Recorded data:
PR #5756, opened 2018-07-11
Lovelace: correct vertical stack

c727:
**Description:**

correct config, improve text

## Checklist:

### DIFF
--- a/source/_lovelace/vertical-stack.markdown
+++ b/source/_lovelace/vertical-stack.markdown
@@ -10,9 +10,7 @@ sharing: true
 footer: true
 ---
 
-Stack card will allow you to stack together multiple cards so they always sit together in the same column one on top of the other. Keep in mind this can be used with any cards and even used alongside a [horizontal-stack](/lovelace/horizontal-stack/).
-
-## {% linkable_title Options %}
+Vertical stack allows you to group multiple cards to use the same column.
 
 {% configuration %}
 type:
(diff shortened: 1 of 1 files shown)


source/_lovelace/vertical-stack.markdown
```diff
@@ -10,9 +10,7 @@ sharing: true
 footer: true
 ---
 
-Stack card will allow you to stack together multiple cards so they always sit together in the same column one on top of the other. Keep in mind this can be used with any cards and even used alongside a [horizontal-stack](/lovelace/horizontal-stack/).
-
-## {% linkable_title Options %}
+Vertical stack allows you to group multiple cards to use the same column.
```
DubhAd: Reads a little stilted, Maybe *Vertical stack allows you to group multiple cards so they always sit in the same column*?

source/_lovelace/vertical-stack.markdown
```diff
@@ -21,24 +19,11 @@ type:
...
-      description: The type of the card to stack.
-      type: string
-    entity:
-      required: true
-      description: "An `entity_id` to use in the frontend."
-      type: string
-    image:
-      required: true
-      description: The URL to an image.
-      type: string
```
fabaff, line 38: Those keys are still present in the example below. Not documenting them will at some point lead to confusion as they seems to be required.

fabaff (changes requested):

source/_lovelace/vertical-stack.markdown
c727: These keys don't belong to this card. Instead they are part of the sub-cards

fabaff: I guess then that I was the only one that go confused.

fabaff (approved):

◆ What needs to be done: Out of the records above, pick each line that contains the string "they".

◆ Exercise response:
-Stack card will allow you to stack together multiple cards so they always sit together in the same column one on top of the other. Keep in mind this can be used with any cards and even used alongside a [horizontal-stack](/lovelace/horizontal-stack/).
-Stack card will allow you to stack together multiple cards so they always sit together in the same column one on top of the other. Keep in mind this can be used with any cards and even used alongside a [horizontal-stack](/lovelace/horizontal-stack/).
DubhAd: Reads a little stilted, Maybe *Vertical stack allows you to group multiple cards so they always sit in the same column*?
fabaff, line 38: Those keys are still present in the example below. Not documenting them will at some point lead to confusion as they seems to be required.
c727: These keys don't belong to this card. Instead they are part of the sub-cards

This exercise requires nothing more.